Stored dataset items
::::

Issue #2247, opened 2018-04-24
Delete old sessions from the database


mkllnk:
We are storing session data in the database, but never delete them. Our database fills up with useless session data.

## Description

We use https://github.com/rails/activerecord-session_store which is part of the Rails 3 core.

## Expected Behavior

Sessions older than a month should get deleted.

## Actual Behavior

Session data persists forever even if the user's browser doesn't have the session id any more.

## Steps to Reproduce

1. Log into a long running instance database.
2. Run: `select updated_at from sessions limit 5;`
3. Observe dates that are years old.

```
openfoodnetwork=> select updated_at from sessions limit 5;
         updated_at         
----------------------------
 2015-06-11 02:48:17.72724
 2015-06-11 02:48:18.089722
 2015-06-11 02:48:22.233834
 2015-06-11 02:48:22.443063
 2015-06-11 02:48:26.397765
(5 rows)
```

## Context

I was just about to implement the session store in another project and came across `rake db:sessions:trim`. That rake task is not included in our version of Rails and we never clean up sessions.

## Possible Fix

Check how https://github.com/rails/activerecord-session_store implements the session trimming. Maybe it's just including the gem and adding a task to our cron schedule.

enricostano:
One day we should probably investigate if switching to an in-memory DB for sessions (Redis, etc) would be a good approach for us.

In any case we can check right now how this is affecting Postgres performance due to both accesses and size of the table.

mkllnk:
Yeah, one day. But for now I'm very reluctant to add more complexity to our setup.

How do you check the affect on performance? Benchmark a query, delete all old entries and benchmark again?

enricostano:
You can ask Postgresql and @sauloperez :joy:

sauloperez:
Setup Skylight and monitoring infrastructure and then we can speak again :trollface: .

Jokes aside, my bet is that this will hardly be a problem for our DBs any time soon. As long as we have an index for the appropriate column/s and we don't end up with 100M rows in a month the reads will still be fast enough.

mkllnk:
> @mkllnk what's the problem you're experiencing? Disk space? DB performance?

Nothing I could measure. I just thought it's a possible optimisation, nothing urgent.

luisramos0:
s5 should be in all the things right @sigmundpetersen ?

luisramos0:
keeping this as tech debt only.

mkllnk:
[...]

PR #4809, opened 2020-02-20
redirect to shops list when an enterprise is not found

### LINKED ISSUE #4727: User should not see a snail, when accessing OFN via direct link to a shop that does not exist or is inactive
## Description
We have over 8k in AUS and 2.5 in UK events of this type:
https://app.bugsnag.com/yaycode/openfoodnetwork-uk/errors/5dd433e559edc60018caf959?filters[event.since][0]=30d&filters[error.status][0]=open

Screenshot 2020-01-28 at 15 22 59

Users type the correct shop URL but the shop name refers to a non existing shop or an inactive shop. The user sees a snail (and a bugsnag event is created).
This damages reputation and seo.

## Expected Behavior
The user can be redirected to the list of shops. Ideally an flash message is displayed "The shop you are looking for doesn't exist or is inactive on OFN. Please check other shops."

## Actual Behaviour
Snail.

## Steps to Reproduce
Inexistent enterprise:
https://openfoodnetwork.org.uk/theres-no-place-like-home/shop

Inactive/not visible shop:
https://openfoodnetwork.org.uk/pomeroys-rare-breeds-robyns-famhouse/shop
Create a shop and set it so that it's not visible in the frontoffice then visit it's shopfront using it's permalink.

## Workaround
None.

## Severity
We are talking about hundreds of (potential) customers seeing the OFN snail page.

## Your Environment
* Version used: UK and AU live
* Browser name and version: firefox
* Operating System and version (desktop or mobile): osx catalina

## Possible Fix
We just need a redirect to the shop list page and flash message. A few lines of code on the controller.

jeduardo824:
#### What? Why?

This PR closes #4727. I'm just rescuing the exception when the enterprise is not found and redirecting to the shops_path with a flash message.

#### What should we test?

If the user is redirected to the shops_path with a flash message when the enterprise not exists or is unavailable.

#### Release notes

Redirect to list of shops when an enterprise is not found or is unavailable.

Changelog Category: Changed

#### Discourse thread

#2247

### DIFF
--- a/spec/controllers/enterprises_controller_spec.rb
+++ b/spec/controllers/enterprises_controller_spec.rb
@@ -139,4 +139,18 @@ describe EnterprisesController, type: :controller do
       expect(response.status).to be 409
     end
   end
+
+  context "checking access on nonexistent enterprise" do
+    before do
+      spree_get :shop, id: "some_nonexistent_enterprise"
+    end
+
+    it "redirects to shops_path" do
+      expect(response).to redirect_to shops_path
+    end
+
+    it "shows a flash message with the error" do
+      expect(request.flash[:error]).to eq(I18n.t(:enterprise_shop_show_error))
+    end
+  end
 end
--- a/app/controllers/enterprises_controller.rb
+++ b/app/controllers/enterprises_controller.rb
@@ -63,8 +63,6 @@ class EnterprisesController < BaseController
   end
 
   def reset_order
-    distributor = Enterprise.is_distributor.find_by_permalink(params[:id]) ||
-                  Enterprise.is_distributor.find(params[:id])
     order = current_order(true)
 
     reset_distributor(order, distributor)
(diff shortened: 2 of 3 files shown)


jeduardo824:
I tried to extract this logic to a method but, unfortunately, I got a type mismatch error
Screen Shot 2020-02-19 at 21 23 42

I also tried to call `and return` after the redirect_to, but I got an error of too many redirects.

luisramos0:
ah, I see, it's a problem when the error occurs.
First idea I had was to move back to use the generic rescue at controller level, that way you wont get too many redirects problem I guess.
But maybe the best solution that will also work is to move the rescue to the end of the shop action "def shop"

jeduardo824:
@luisramos0 What do you think about it?

spec/controllers/enterprises_controller_spec.rb
```diff
@@ -139,4 +139,18 @@
...
+    before do
+      spree_get :shop, id: "some_nonexistent_enterprise"
+    end
+
+    it "redirects to shops_path" do
+      expect(response).to redirect_to shops_path
+    end
+
+    it "redirects to shops_path" do
+      expect(request.flash[:error]).to eq(I18n.t(:enterprise_shop_show_error))
```
luisramos0: you can move this expect to the previous test or give this test a better name related to showing an error

jeduardo824: Sorry. Cmd C + Cmd V problems hahaha.

jeduardo824: All good now.

RachL:
Cool!

image


This is ready to go :)

sauloperez:
So happy to merge this one! thanks a lot @jeduardo824 ! I believe this should stop all those annoying 404 Bugsnag notifications.

jeduardo824:
Awesome! I'm here to help!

::::

→ **TASK INSTRUCTIONS**:
Write all the entries again precisely as they were given.

→ **SOLUTION TO THIS TASK**:
Issue #2247, opened 2018-04-24
Delete old sessions from the database


mkllnk:
We are storing session data in the database, but never delete them. Our database fills up with useless session data.

## Description

We use https://github.com/rails/activerecord-session_store which is part of the Rails 3 core.

## Expected Behavior

Sessions older than a month should get deleted.

## Actual Behavior

Session data persists forever even if the user's browser doesn't have the session id any more.

## Steps to Reproduce

1. Log into a long running instance database.
2. Run: `select updated_at from sessions limit 5;`
3. Observe dates that are years old.

```
openfoodnetwork=> select updated_at from sessions limit 5;
         updated_at         
----------------------------
 2015-06-11 02:48:17.72724
 2015-06-11 02:48:18.089722
 2015-06-11 02:48:22.233834
 2015-06-11 02:48:22.443063
 2015-06-11 02:48:26.397765
(5 rows)
```

## Context

I was just about to implement the session store in another project and came across `rake db:sessions:trim`. That rake task is not included in our version of Rails and we never clean up sessions.

## Possible Fix

Check how https://github.com/rails/activerecord-session_store implements the session trimming. Maybe it's just including the gem and adding a task to our cron schedule.

enricostano:
One day we should probably investigate if switching to an in-memory DB for sessions (Redis, etc) would be a good approach for us.

In any case we can check right now how this is affecting Postgres performance due to both accesses and size of the table.

mkllnk:
Yeah, one day. But for now I'm very reluctant to add more complexity to our setup.

How do you check the affect on performance? Benchmark a query, delete all old entries and benchmark again?

enricostano:
You can ask Postgresql and @sauloperez :joy:

sauloperez:
Setup Skylight and monitoring infrastructure and then we can speak again :trollface: .

Jokes aside, my bet is that this will hardly be a problem for our DBs any time soon. As long as we have an index for the appropriate column/s and we don't end up with 100M rows in a month the reads will still be fast enough.

mkllnk:
> @mkllnk what's the problem you're experiencing? Disk space? DB performance?

Nothing I could measure. I just thought it's a possible optimisation, nothing urgent.

luisramos0:
s5 should be in all the things right @sigmundpetersen ?

luisramos0:
keeping this as tech debt only.

mkllnk:
[...]

PR #4809, opened 2020-02-20
redirect to shops list when an enterprise is not found

### LINKED ISSUE #4727: User should not see a snail, when accessing OFN via direct link to a shop that does not exist or is inactive
## Description
We have over 8k in AUS and 2.5 in UK events of this type:
https://app.bugsnag.com/yaycode/openfoodnetwork-uk/errors/5dd433e559edc60018caf959?filters[event.since][0]=30d&filters[error.status][0]=open

Screenshot 2020-01-28 at 15 22 59

Users type the correct shop URL but the shop name refers to a non existing shop or an inactive shop. The user sees a snail (and a bugsnag event is created).
This damages reputation and seo.

## Expected Behavior
The user can be redirected to the list of shops. Ideally an flash message is displayed "The shop you are looking for doesn't exist or is inactive on OFN. Please check other shops."

## Actual Behaviour
Snail.

## Steps to Reproduce
Inexistent enterprise:
https://openfoodnetwork.org.uk/theres-no-place-like-home/shop

Inactive/not visible shop:
https://openfoodnetwork.org.uk/pomeroys-rare-breeds-robyns-famhouse/shop
Create a shop and set it so that it's not visible in the frontoffice then visit it's shopfront using it's permalink.

## Workaround
None.

## Severity
We are talking about hundreds of (potential) customers seeing the OFN snail page.

## Your Environment
* Version used: UK and AU live
* Browser name and version: firefox
* Operating System and version (desktop or mobile): osx catalina

## Possible Fix
We just need a redirect to the shop list page and flash message. A few lines of code on the controller.

jeduardo824:
#### What? Why?

This PR closes #4727. I'm just rescuing the exception when the enterprise is not found and redirecting to the shops_path with a flash message.

#### What should we test?

If the user is redirected to the shops_path with a flash message when the enterprise not exists or is unavailable.

#### Release notes

Redirect to list of shops when an enterprise is not found or is unavailable.

Changelog Category: Changed

#### Discourse thread

#2247

### DIFF
--- a/spec/controllers/enterprises_controller_spec.rb
+++ b/spec/controllers/enterprises_controller_spec.rb
@@ -139,4 +139,18 @@ describe EnterprisesController, type: :controller do
       expect(response.status).to be 409
     end
   end
+
+  context "checking access on nonexistent enterprise" do
+    before do
+      spree_get :shop, id: "some_nonexistent_enterprise"
+    end
+
+    it "redirects to shops_path" do
+      expect(response).to redirect_to shops_path
+    end
+
+    it "shows a flash message with the error" do
+      expect(request.flash[:error]).to eq(I18n.t(:enterprise_shop_show_error))
+    end
+  end
 end
--- a/app/controllers/enterprises_controller.rb
+++ b/app/controllers/enterprises_controller.rb
@@ -63,8 +63,6 @@ class EnterprisesController < BaseController
   end
 
   def reset_order
-    distributor = Enterprise.is_distributor.find_by_permalink(params[:id]) ||
-                  Enterprise.is_distributor.find(params[:id])
     order = current_order(true)
 
     reset_distributor(order, distributor)
(diff shortened: 2 of 3 files shown)


jeduardo824:
I tried to extract this logic to a method but, unfortunately, I got a type mismatch error
Screen Shot 2020-02-19 at 21 23 42

I also tried to call `and return` after the redirect_to, but I got an error of too many redirects.

luisramos0:
ah, I see, it's a problem when the error occurs.
First idea I had was to move back to use the generic rescue at controller level, that way you wont get too many redirects problem I guess.
But maybe the best solution that will also work is to move the rescue to the end of the shop action "def shop"

jeduardo824:
@luisramos0 What do you think about it?

spec/controllers/enterprises_controller_spec.rb
```diff
@@ -139,4 +139,18 @@
...
+    before do
+      spree_get :shop, id: "some_nonexistent_enterprise"
+    end
+
+    it "redirects to shops_path" do
+      expect(response).to redirect_to shops_path
+    end
+
+    it "redirects to shops_path" do
+      expect(request.flash[:error]).to eq(I18n.t(:enterprise_shop_show_error))
```
luisramos0: you can move this expect to the previous test or give this test a better name related to showing an error

jeduardo824: Sorry. Cmd C + Cmd V problems hahaha.

jeduardo824: All good now.

RachL:
Cool!

image


This is ready to go :)

sauloperez:
So happy to merge this one! thanks a lot @jeduardo824 ! I believe this should stop all those annoying 404 Bugsnag notifications.

jeduardo824:
Awesome! I'm here to help!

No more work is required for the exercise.